- **What the exercise asks**
A single figure is required: the number of lines below in which the word "match" occurs.

Entries taken from a collection:
Issue #3231, opened 2024-01-31
[RFC] HIP backend for AMD GPU support


iotamudelta:
We would like to contribute a HIP backend to Faiss to support AMD GPUs. We have a working prototype that passes all unit tests on Navi hardware (6800XT, 7900XTX). The prototype features a statically hipified version of the existing CUDA backend with manual AMD specific changes (build system, PTX to amdgcn builtins, ...).

Assuming you are interested in this work, how would we go about upstreaming it best?

Would a static HIP backend (in the faiss::hip namespace) be preferred? If not, what architecture would preferable (e.g., overriding faiss::gpu)?

Unlike the CUDA backend, we ultimately need to support multiple "warp sizes" (wave fronts) at runtime - 32 for Navi and 64 for MI series. There are some questions pertaining to uses of kWarpSize that will not work out of the box (sizing shared memory, some of the replacements in cmake, static uses at dispatch sites, ...). We will need guidance on how such support would be architected and integrated best.

Lastly, we have done only minor performance analysis and/or tuning with the current prototype - are there any public benchmarks and/or particular protocols you have used for the other backends that we should use as a reference? We have used the GPU benchmark scripts with the SIFT data sets to assess performance so far.

As part of this, we're currently using a GPU_MAX_SELECTION_K of 1024 - what would a recommend protocol look like to decide for 1024 vs 2048 - we'd ideally like to use only one independent of HW/SW generation.

To browse the current prototype as a reference, please see https://github.com/iotamudelta/faiss/tree/wf32 .

mdouze:
FYI there is an open (but inactive) pull request for AMD: 
https://github.com/facebookresearch/faiss/pull/3126
Let's discuss how we can coordinate this effort.

iotamudelta:
@mdouze Thanks for the pointer! I see your concerns in that PR, we'll talk internally how to address.

iotamudelta:
@mdouze We had some further discussions internally. @ItsPitt and I can maintain an AMD/HIP backend for now. AMD can contribute two servers for CI - same setup as the PyTorch CI.

I'd recommend closing #3126 as overcome by events. With that in mind, what's the preferred strategy to make this all happen - I assume we'll want multiple steps.

Current state of AMD/HIP is in https://github.com/iotamudelta/faiss/tree/rocm_support

iotamudelta:
Solved - ROCm support is integrated into tip of tree.

PR #3462, opened 2024-05-20
ROCm support

iotamudelta:
* add hipify at configure time
* ROCm specific code paths behind USE_ROCM guards
* support for wavefront 32 (Navi) and 64 (MI)
* use builtins to match inline PTX
* support C API on ROCm
* support Python API on ROCm

---------


iotamudelta:
This superseedes #3126 and addresses #3231

As discussed in #3231 , @ItsPitt (Michael Pittard) and @iotamudelta (myself) can maintain the ROCm backend. AMD can provide two MI200-class servers for CI with a similar arrangement to the PyTorch CI.

mdouze:
Assuming this is WIP because the Python tests are not there yet. Otherwise I can write them but could take some time. 
Sorry for insisting but many people (especially in the ML community) know Faiss only via Python.

iotamudelta:
@mdouze thanks a lot for having a look! yes, we can figure out the Python support prior to getting it merged.

Are there any other immediate issues you see that we should be working on? Do you prefer getting this all merged as one big PR or split up (if so: how)?

Again - thanks a lot!

mdouze:
We are looking into compiling this in the CI
@ramilbakhshyiev

iotamudelta:
@mdouze we sorted the Python support out. I am not sure if the Windows CI target failing after my latest merge of `main` is real or not.

@ramilbakhshyiev anything we can help with w.r.t. getting this into CI? Thanks!

ramilbakhshyiev:
@iotamudelta We will be trying this soon, our plan is to use a g4ad instance from AWS. Once we try it on that, we will most likely come back with some feedback.

iotamudelta:
@ramilbakhshyiev I'm not sure g4ad will work - according to https://aws.amazon.com/ec2/instance-types/ , it features a AMD Radeon Pro V520 w/ RDNA1 architecture which is not supported by ROCm (see: https://rocm.docs.amd.com/projects/install-on-linux/en/latest/reference/system-requirements.html )

ramilbakhshyiev:
@iotamudelta Is there any plan to support it? I think AWS is a widely used platform and it only seems to support g4ad, right?

iotamudelta:
@ramilbakhshyiev I do not know about support plans. ROCm does support RDNA2 and RDNA3 GPUs.

ramilbakhshyiev:
Based on some of my very high-level research, it seems that some users still get ROCm on g4ad even though it's unsupported by AMD. Do you have any opinion on using that to build this in our CI? If we don't have an option to build and test on g4ad then I believe that our only option is to use CI only for builds.

iotamudelta:
@ramilbakhshyiev it's hard to answer this - building CI is must-have, I think. If we can get started with that, it'd be a huge step forward. We can try to test on the AWS instance but we cannot guarantee correctness, stability, or performance on it.

As stated earlier, we could also use two of the PyTorch CI MI200-class machines but it sounds that would be too much effort to integrate?

ramilbakhshyiev:
@iotamudelta Hey, apologies for missing that earlier offer, I missed that context when picking this up. I think getting AMD to provide backends would work great and I think we can support the integration. I have glanced through #3231 and PyTorch but did not figure out AMD servers register runners with GitHub. Any chance you can point me to that? I assume you're using PyTorch's GH App to retrieve API tokens and register runners to use.

ramilbakhshyiev:
> @iotamudelta Hey, apologies for missing that earlier offer, I missed that context when picking this up. I think getting AMD to provide backends would work great and I think we can support the integration. I have glanced through #3231 and PyTorch but did not figure out AMD servers register runners with GitHub. Any chance you can point me to that? I assume you're using PyTorch's GH App to retrieve API tokens and register runners to use.

@iotamudelta @ItsPitt

iotamudelta:
@ramilbakhshyiev we'll check on our side how the integration works in the PyTorch CI - if you could check on yours as well to connect the dots?

In the meantime, getting even the build functionality done would allow us to make some progress with integrating the code support.

ramilbakhshyiev:
@iotamudelta Pinged folks on our end regarding the PyTorch setup.

Re: build only setup, tried building this PR and running into conda dependency issues: https://github.com/facebookresearch/faiss/actions/runs/9863975175/job/27237915065?pr=3622

Is installing hip complier from conda-forge the best practice or do you have your own repository that I should be using?

ramilbakhshyiev:
@iotamudelta I have learned how we can register the runners you provide. Just to confirm: would these machines be continuously running? Would we get SSH access to them to configure them or would you need to configure them yourself?

iotamudelta:
@ramilbakhshyiev concerning setup - we'd prefer the solution PyTorch employs in their docker containers where it pulls directly from repo.radeon.com and versions the docker image w/ our ROCm version.

Concerning the machines, they'd be continuously running (unless there are HW issues or servicing, ofc). Let me check about ssh access.

ramilbakhshyiev:
@iotamudelta All of FAISS builds happen directly on the machines. Do you know if there is a way to install it using conda? If not, if we start with a container image, do you envision any issues if we install the rest with conda as usual?

iotamudelta:
@ramilbakhshyiev using our repos for the ROCm stack and rest from conda should compose, that's how PyTorch is setting things up: https://github.com/pytorch/pytorch/blob/main/.ci/docker/ubuntu-rocm/Dockerfile

ramilbakhshyiev:
@iotamudelta I think this is the code that sets up ROCm inside containers: https://github.com/pytorch/pytorch/blob/main/.ci/docker/common/install_rocm.sh#L9. Since we use ephemeral build machines for now, I will look into starting without introducing containers and we start using containers when we build on the machines you provided because those would be long-running. Wdyt?

ramilbakhshyiev:
@iotamudelta And another question to confirm: for build-only setup, we do not need physical GPUs on the machines, right? That's the case with our Nvidia builds but I just wanted to confirm that this is true for ROCm before we try to build it on a runner that doesn't have AMD GPUs.

iotamudelta:
@ramilbakhshyiev sounds good - I've reached out to our DevOps team of these machines.

Concerning build: there's a workaround where we can set `/opt/rocm/bin/target.lst` with the targeted architecture(s) and have `hipcc` pick that up:
```
gfx900
gfx906
gfx908
gfx90a
gfx1030
gfx1100
```
as an example - for 200 we'd only need to target `gfx90a` (to limit finalization time). If we wanted to build a release wheel, we would extend the list as needed.

ItsPitt:
@ramilbakhshyiev I have been using ROCm 6.1 on Ubuntu 22.04 for this effort. I have yet to run into any issues. You probably won't need some of the extra steps in that config. Here is the official install for ROCm 6.1.2: https://rocm.docs.amd.com/projects/install-on-linux/en/latest/tutorial/quick-start.html

It looks pretty close. You might just need to add the latest 6.1.2 version number and make a few changes. Here are the lines I use in my docker:
`mkdir --parents --mode=0755 /etc/apt/keyrings
 wget https://repo.radeon.com/rocm/rocm.gpg.key -O - | gpg --dearmor | sudo tee /etc/apt/keyrings/rocm.gpg > /dev/null
echo 'deb [arch=amd64 signed-by=/etc/apt/keyrings/rocm.gpg] https://repo.radeon.com/rocm/apt/6.1.2 jammy main' | sudo tee /etc/apt/sources.list.d/rocm.list
apt update && apt install -y rocm-dev6.1.2 rocm-libs6.1.2`

The miopen and amdgpu stuff can probably be removed. And the build target looks good. I hope this helps.

ramilbakhshyiev:
@ItsPitt Thank you! I think there is progress but it fails further down the line.

1. Can you please check if the installation is sufficient or if we are missing something? [latest build files](https://github.com/facebookresearch/faiss/pull/3622/files)
2. Can you please see what the next set of errors is and how to tackle those? [build output](https://github.com/facebookresearch/faiss/actions/runs/9903546385/job/27359255640?pr=3622)

ramilbakhshyiev:
@iotamudelta @ItsPitt I noticed `hipify.sh` file being introduced that creates the `faiss/gpu-rocm` subdir. Does it need to be called explicitly?

ItsPitt:
@ramilbakhshyiev Yes, it will need to be run before the cmake step. I run it from the top level faiss/ directory. 

`faiss/gpu/hipify.sh`

This will make a hip version of the gpu directory. It will also run hipify on c_api for support.

ItsPitt:
For your flags, you should only need `-DFAISS_ENABLE_GPU=ON`. No need for `-DFAISS_ENABLE_ROCM=ON`.

ramilbakhshyiev:
@ItsPitt I introduced the `ENABLE_ROCM` to be explicit to follow current patterns in the library. Happy to discuss now or when we have a PR to enable ROCm in CI.

I did add a step to call `hipify.sh`, the HIP module error still stayed. Can you please take a look and let me know if you have any thoughts? https://github.com/facebookresearch/faiss/actions/runs/9911542730/job/27384449480?pr=3622

ItsPitt:
@ramilbakhshyiev It looks like it cannot find the hip cmake module. You should be able to resolve this by adding the following to the cmake file:

`set(CMAKE_MODULE_PATH "/opt/rocm/hip/cmake" ${CMAKE_MODULE_PATH})`

The line above `find_package(HIP REQUIRED)` so it's inside the `if (USE_ROCM)` should work. 



> @ItsPitt I introduced the `ENABLE_ROCM` to be explicit to follow current patterns in the library. Happy to discuss now or when we have a PR to enable ROCm in CI.

Understood, sounds good!

ItsPitt:
Also, here is the documentation for including FindHIP. It has a few more examples: https://github.com/ROCm/HIP/tree/master/samples/2_Cookbook/12_cmake_hip_add_executable#including-findhip-cmake-module-in-the-project

ramilbakhshyiev:
Thanks @ItsPitt! I tried a few versions and it didn't solve the problem. Upon some investigating, I was only able to find `FindHIP.cmake` in `/opt/rocm-6.1.0/lib/cmake/hip/` (searching under the full `/opt` path). Do you know why the install happens this way and what I should do about it? I am trying that specific path right now but it still seems pretty far from the path expected in the documentation.

ramilbakhshyiev:
Made it to the next step but it failed then:
```
-- Found MKL: /home/runner/miniconda3/lib/libmkl_rt.so;-lpthread;-lm;-ldl  
CMAKE_MODULE_PATH: = /home/runner/work/faiss/faiss/cmake
CMAKE_MODULE_PATH: = /opt/rocm-6.1.0/lib/cmake/hip/;/home/runner/work/faiss/faiss/cmake
-- Found HIP: /opt/rocm-6.1.0 (found version "6.1.40091-a8dbc0c19") 
CMake Error at /opt/rocm-6.1.0/lib/cmake/hip/FindHIP.cmake:299 (message):
  Unable to find the clang compiler path.  Set ROCM_PATH or HIP_PATH in env
Call Stack (most recent call first):
  faiss/gpu-rocm/CMakeLists.txt:325 (find_package)
-- Configuring incomplete, errors occurred!
```

ItsPitt:
@ramilbakhshyiev I did some digging and was able to repo this. You just need to add `-DCMAKE_PREFIX_PATH=/opt/rocm` to your cmake build flags. Hope this helps!

ramilbakhshyiev:
Thanks @ItsPitt! It started building but now fails because it cannot find libm, I'm looking into it right now:
```
[ 79%] Linking HIP shared library libfaiss.so
clang++: warning: argument unused during compilation: '--offload-arch=gfx90a' [-Wunused-command-line-argument]
ld.lld: error: cannot open /lib64/libm.so.6: No such file or directory
clang++: error: linker command failed with exit code 1 (use -v to see invocation)
```

ramilbakhshyiev:
Hey @ItsPitt, I want to provide an update. `libm` is available under `$CONDA_PREFIX/x86_64-conda-linux-gnu/sysroot/usr/lib64` on the runner machine but not directly in under `/lib64`. So far, I have tried to hint it to the linker with `target_link_directories` and `CMAKE_PREFIX_PATH` and now trying with updating the `LD_LIBRARY_PATH`. I have combed through the PR and not sure what breaks the library paths. If you have any thoughts or ideas, happy to try those.

ItsPitt:
@ramilbakhshyiev I have not run into that issue before. However, I am setting `LD_LIBRARY_PATH=/opt/rocm/lib` in my docker. I'm not sure if that's the root of your issue, but I'll link my whole docker below. I hope this helps!

https://github.com/ItsPitt/faiss_docker/tree/rocm_wf64_wf32

ramilbakhshyiev:
@ItsPitt @iotamudelta I have some updates. I have been able to build this PR in CI but with some workarounds (some are pretty brute force): [link to full diff](https://github.com/facebookresearch/faiss/compare/922a4edeb2b6bc0ff8b5e1d2d3d6e44b1891dfca..c1e654e3c63c84eca1246d6588c73d3b5bfd5d19). This includes rebase onto main but here are the main files to pay attention to:
 * [.github/actions/build_cmake/action.yml](https://github.com/facebookresearch/faiss/compare/922a4edeb2b6bc0ff8b5e1d2d3d6e44b1891dfca..c1e654e3c63c84eca1246d6588c73d3b5bfd5d19#diff-c5dee0272afe1826fd7f0936f07026a8c97865bd18ae5234490d22c4b0800800): install ROCm, call hipify.sh, do not build tests and do not run tests for ROCm
 * [CMakeLists.txt](https://github.com/facebookresearch/faiss/compare/922a4edeb2b6bc0ff8b5e1d2d3d6e44b1891dfca..c1e654e3c63c84eca1246d6588c73d3b5bfd5d19#diff-1e7de1ae2d059d21e1dd75d5812d5a34b0222cef273b7c3a2af62eb747f9d20a): use `FAISS_USE_ROCM` instead of existence of /opt/rocm for enabling ROCm
 * [faiss/gpu/hipify.sh](https://github.com/facebookresearch/faiss/compare/922a4edeb2b6bc0ff8b5e1d2d3d6e44b1891dfca..c1e654e3c63c84eca1246d6588c73d3b5bfd5d19#diff-6e994a0a8174cb70ea0a9e389db0e6004512fca7e206011074a0a1bfb8ba2df8): symlink required libraries from conda install -- we can move this to the ROCm install section of `action.yml` above; otherwise, it would be great to hear ideas on how to avoid this
 * [faiss/gpu/CMakeLists.txt](https://github.com/facebookresearch/faiss/compare/922a4edeb2b6bc0ff8b5e1d2d3d6e44b1891dfca..c1e654e3c63c84eca1246d6588c73d3b5bfd5d19#diff-7f711500a7d6e68f360f6155318a3538423f4e42e980cb21c1d3899c3848f1d0): set `CMAKE_PREFIX_PATH` and `CMAKE_MODULE_PATH`, will remove messaging and LD_LIBRARY_PATH

Can you please review and let me know what you think? it's not ideal but at least we have a way to compile ROCm version.

Main questions:
1. Any updates on ssh access to the machines you would provide? If not, we can proceed with you runner scripts that we send to you to register the runners.
2. Should we be able to compile the testing code without having an AMD GPU on the host? It seemed to have failed for that reason.
3. In your setup, does ROCm install into /opt/rocm or /opt/rocm-{version}? I wanted to understand why it's installed versioned in our case and why CMake files are in a different spot than what the documentation mentions.
4. Do you have the list of libraries I symblinked in hipify.sh in /opt/rocm/lib? If yes, I will try to get the `LD_LIBRARY_CONFIG` updated in the CMake setup and use that.

If this is ok, I can review with the team if we are ok to proceed to rebase and review this PR to merge it in and then add the compile-only steps.

ItsPitt:
@ramilbakhshyiev  Glad to hear it's building!

> * [CMakeLists.txt](https://github.com/facebookresearch/faiss/compare/922a4edeb2b6bc0ff8b5e1d2d3d6e44b1891dfca..c1e654e3c63c84eca1246d6588c73d3b5bfd5d19#diff-1e7de1ae2d059d21e1dd75d5812d5a34b0222cef273b7c3a2af62eb747f9d20a): use `FAISS_USE_ROCM` instead of existence of /opt/rocm for enabling ROCm

This makes sense. We could maybe enable gpu automatically if ROCm is enabled to avoid having to enable both. But this doesn't have to be done now.

> * [faiss/gpu/hipify.sh](https://github.com/facebookresearch/faiss/compare/922a4edeb2b6bc0ff8b5e1d2d3d6e44b1891dfca..c1e654e3c63c84eca1246d6588c73d3b5bfd5d19#diff-6e994a0a8174cb70ea0a9e389db0e6004512fca7e206011074a0a1bfb8ba2df8): symlink required libraries from conda install -- we can move this to the ROCm install section of `action.yml` above; otherwise, it would be great to hear ideas on how to avoid this

Moving this to `action.yml` would probably be best in avoiding issues when building on other systems. Since other systems won't have this file path and still need to run this script.

> 1. Any updates on ssh access to the machines you would provide? If not, we can proceed with you runner scripts that we send to you to register the runners.

I believe there's been some movement. I'll find out more details and get back to you on this.

> 2. Should we be able to compile the testing code without having an AMD GPU on the host? It seemed to have failed for that reason.

I'll look into this and get you an answer. Of course, if the testing code tries to make a device call as some kinda validation during building, this would cause an issue. Not sure that's what's going on here, just something to check. 

> 3. In your setup, does ROCm install into /opt/rocm or /opt/rocm-{version}? I wanted to understand why it's installed versioned in our case and why CMake files are in a different spot than what the documentation mentions.

When ROCm installs, it makes the symbolic link `/opt/rocm` to `/opt/rocm-{version}`. The actual install will be in `/opt/rocm-{version}`. Using the link just lets a user avoid updating the version number whenever they update ROCm. But using either should work.

This also helps for installing multiple versions of ROCm:
https://rocm.blogs.amd.com/software-tools-optimization/rocm-installation/README.html

> 4. Do you have the list of libraries I symblinked in hipify.sh in /opt/rocm/lib? If yes, I will try to get the `LD_LIBRARY_CONFIG` updated in the CMake setup and use that.

These look to be system libs and not part of ROCm.

ramilbakhshyiev:
@ItsPitt ack and thank you! I am currently trying to figure out the build errors with testing code, it actually seems to be failing to link against glib and also can't find one of the ROCm libs (I assume). Question on that: I assume AMD integrates into CMake/make setup, is that correct? Are there any recommended ways to debug why make does not find the libraries that it's looking for? I mean specific to ROCm/HIP setup.

ItsPitt:
@ramilbakhshyiev Do you know which ROCm lib(s) it was failing to link against?

It is correct. Out of curiosity, do you know which version of CMake you're using? It might be best if we start synchronizing dependency versions to eliminate factors between the working docker and the conda build.

ramilbakhshyiev:
@ItsPitt We use CMake `3.26` and the library that it couldn't find was `libamdhip64.so.6`. I provided the excerpt with errors below. Not sure why conda install 3.26, I will try with the version you specify in the dockerfile you provided.

```
2024-07-18T22:46:20.0232041Z [ 98%] Linking HIP executable TestGpuDistance
2024-07-18T22:46:20.2657473Z ld.lld: error: undefined symbol: __libc_single_threaded
2024-07-18T22:46:20.2659015Z >>> referenced by TestGpuDistance.hip
2024-07-18T22:46:20.2660505Z >>>               CMakeFiles/TestGpuDistance.dir/TestGpuDistance.hip.o:(testTransposition(bool, bool, faiss::MetricType, bool, float))
2024-07-18T22:46:20.2661882Z >>> referenced by TestGpuDistance.hip
2024-07-18T22:46:20.2663202Z >>>               CMakeFiles/TestGpuDistance.dir/TestGpuDistance.hip.o:(testTransposition(bool, bool, faiss::MetricType, bool, float))
2024-07-18T22:46:20.2664489Z >>> referenced by TestGpuDistance.hip
2024-07-18T22:46:20.2665766Z >>>               CMakeFiles/TestGpuDistance.dir/TestGpuDistance.hip.o:(testTransposition(bool, bool, faiss::MetricType, bool, float))
2024-07-18T22:46:20.2667013Z >>> referenced 3 more times
2024-07-18T22:46:20.2706393Z clang++: error: linker command failed with exit code 1 (use -v to see invocation)
2024-07-18T22:46:20.2754798Z make[2]: *** [faiss/gpu-rocm/test/CMakeFiles/TestGpuDistance.dir/build.make:101: faiss/gpu-rocm/test/TestGpuDistance] Error 1
2024-07-18T22:46:20.2756387Z make[2]: Leaving directory '/home/runner/work/faiss/faiss/build'
2024-07-18T22:46:20.2758640Z make[2]: Target 'faiss/gpu-rocm/test/CMakeFiles/TestGpuDistance.dir/build' not remade because of errors.
2024-07-18T22:46:20.2760522Z make[1]: *** [CMakeFiles/Makefile2:2209: faiss/gpu-rocm/test/CMakeFiles/TestGpuDistance.dir/all] Error 2
2024-07-18T22:46:25.0384186Z [100%] Linking HIP executable TestGpuSelect
2024-07-18T22:46:25.0995353Z ld.lld: error: undefined symbol: __libc_single_threaded
2024-07-18T22:46:25.0996060Z >>> referenced by TestGpuSelect.hip
2024-07-18T22:46:25.0997162Z >>>               CMakeFiles/TestGpuSelect.dir/TestGpuSelect.hip.o:(testForSize(int, int, int, bool, bool))
2024-07-18T22:46:25.0998075Z >>> referenced by TestGpuSelect.hip
2024-07-18T22:46:25.0999176Z >>>               CMakeFiles/TestGpuSelect.dir/TestGpuSelect.hip.o:(testForSize(int, int, int, bool, bool))
2024-07-18T22:46:25.1000179Z >>> referenced by TestGpuSelect.hip
2024-07-18T22:46:25.1001209Z >>>               CMakeFiles/TestGpuSelect.dir/TestGpuSelect.hip.o:(testForSize(int, int, int, bool, bool))
2024-07-18T22:46:25.1002295Z >>> referenced 2 more times
2024-07-18T22:46:25.1037876Z clang++: error: linker command failed with exit code 1 (use -v to see invocation)
2024-07-18T22:46:25.1083260Z make[2]: *** [faiss/gpu-rocm/test/CMakeFiles/TestGpuSelect.dir/build.make:101: faiss/gpu-rocm/test/TestGpuSelect] Error 1
2024-07-18T22:46:25.1085674Z make[2]: Target 'faiss/gpu-rocm/test/CMakeFiles/TestGpuSelect.dir/build' not remade because of errors.
2024-07-18T22:46:25.1087147Z make[1]: *** [CMakeFiles/Makefile2:2237: faiss/gpu-rocm/test/CMakeFiles/TestGpuSelect.dir/all] Error 2
2024-07-18T22:46:25.1088279Z make[2]: Leaving directory '/home/runner/work/faiss/faiss/build'
2024-07-18T22:46:28.9987835Z [100%] Linking CXX executable faiss_test
2024-07-18T22:46:29.1223839Z /home/runner/work/faiss/faiss/build/tests/faiss_test: error while loading shared libraries: libamdhip64.so.6: cannot open shared object file: No such file or directory
2024-07-18T22:46:29.1229698Z CMake Error at /home/runner/miniconda3/share/cmake-3.26/Modules/GoogleTestAddTests.cmake:112 (message):
2024-07-18T22:46:29.1230847Z   Error running test executable.
2024-07-18T22:46:29.1231217Z 
2024-07-18T22:46:29.1232350Z     Path: '/home/runner/work/faiss/faiss/build/tests/faiss_test'
2024-07-18T22:46:29.1233055Z     Result: 127
2024-07-18T22:46:29.1233429Z     Output:
2024-07-18T22:46:29.1233756Z       
2024-07-18T22:46:29.1233969Z 
2024-07-18T22:46:29.1234149Z Call Stack (most recent call first):
2024-07-18T22:46:29.1235416Z   /home/runner/miniconda3/share/cmake-3.26/Modules/GoogleTestAddTests.cmake:225 (gtest_discover_tests_impl)
2024-07-18T22:46:29.1236371Z 
2024-07-18T22:46:29.1236378Z 
2024-07-18T22:46:29.1245951Z make[2]: *** [tests/CMakeFiles/faiss_test.dir/build.make:567: tests/faiss_test] Error 1
```

ramilbakhshyiev:
I tried with 3.24 cmake and got the same error. I saw a commit on the dockerfile you provided to lower the cmake version from 3.29 to 3.24. What was the reason for doing that?

Meanwhile I am trying to match more versions to see if it helps.

ramilbakhshyiev:
I think I got a working build. I will clean things up, test it again, and update you with what I needed to change.

ItsPitt:
@ramilbakhshyiev Great to hear!

As for the CMake question, I hadn't fully validated the new version of CMake in my docker, so I rolled it back. No specific issue. It can more than likely be bumped once it's fully working.

faiss/gpu/CMakeLists.txt
```diff
@@ -304,6 +318,12 @@ foreach(header ${FAISS_GPU_HEADERS})
   )
 endforeach()
 
+if (USE_ROCM)
+find_package(HIP REQUIRED)
+find_package(hipBLAS REQUIRED)
+target_link_libraries(faiss_gpu PRIVATE hip::host roc::hipblas)
+target_compile_options(faiss_gpu PRIVATE)
+else()
```
ramilbakhshyiev, line 326: 1. indentation
2. Can we please move `find_package` statements to the top-level `CMakeLists.txt` guarded by `USE_ROCM`?
3. For `target_link_libraries`, can we please use the condition syntax like we do for RAFT? `$<$<BOOL:${USE_ROCM}>:hip::host>`

faiss/gpu/StandardGpuResources.cpp
```diff
@@ -365,8 +365,8 @@ void StandardGpuResourcesImpl::initializeForDevice(int device) {
 
     // Our code is pre-built with and expects warpSize == 32, validate that
     FAISS_ASSERT_FMT(
-            prop.warpSize == 32,
-            "Device id %d does not have expected warpSize of 32",
+            prop.warpSize == 32 || prop.warpSize == 64,
```
ramilbakhshyiev, line 368: Is this ROCm specific? If so, can we allow 64 only for ROCm?

faiss/gpu/test/CMakeLists.txt
```diff
@@ -17,12 +17,16 @@
...
-find_package(CUDAToolkit REQUIRED)
-
 # Defines `gtest_discover_tests()`.
 include(GoogleTest)
 add_library(faiss_gpu_test_helper TestUtils.cpp)
+if(USE_ROCM)
+find_package(HIP REQUIRED)
+target_link_libraries(faiss_gpu_test_helper PUBLIC faiss gtest hip::host)
+else()
+find_package(CUDAToolkit REQUIRED)
```
ramilbakhshyiev, line 27: Same as above:
1. Can we rely on top-level find package call?
2. Can we use conditional inclusion like we do with RAFT?

faiss/gpu/test/CMakeLists.txt
```diff
@@ -39,14 +43,25 @@ faiss_gpu_test(TestGpuIndexBinaryFlat.cpp)
 faiss_gpu_test(TestGpuMemoryException.cpp)
 faiss_gpu_test(TestGpuIndexIVFPQ.cpp)
 faiss_gpu_test(TestGpuIndexIVFScalarQuantizer.cpp)
+if(USE_ROCM)
+faiss_gpu_test(TestGpuDistance.hip)
+faiss_gpu_test(TestGpuSelect.hip)
+else()
 faiss_gpu_test(TestGpuDistance.cu)
 faiss_gpu_test(TestGpuSelect.cu)
+
```
ramilbakhshyiev, line 52: Can we use $HIP_OR_CU here?

faiss/gpu/test/CMakeLists.txt
```diff
@@ -39,14 +43,25 @@ faiss_gpu_test(TestGpuIndexBinaryFlat.cpp)
...
 add_executable(demo_ivfpq_indexing_gpu EXCLUDE_FROM_ALL
   demo_ivfpq_indexing_gpu.cpp)
 
+if (USE_ROCM)
+target_link_libraries(demo_ivfpq_indexing_gpu
+  PRIVATE faiss gtest_main hip::host)
+else()
 target_link_libraries(demo_ivfpq_indexing_gpu
   PRIVATE faiss gtest_main CUDA::cudart)
+endif()
```
ramilbakhshyiev, line 67: Can we do conditional here please?

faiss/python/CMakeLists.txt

- **Written answer**
2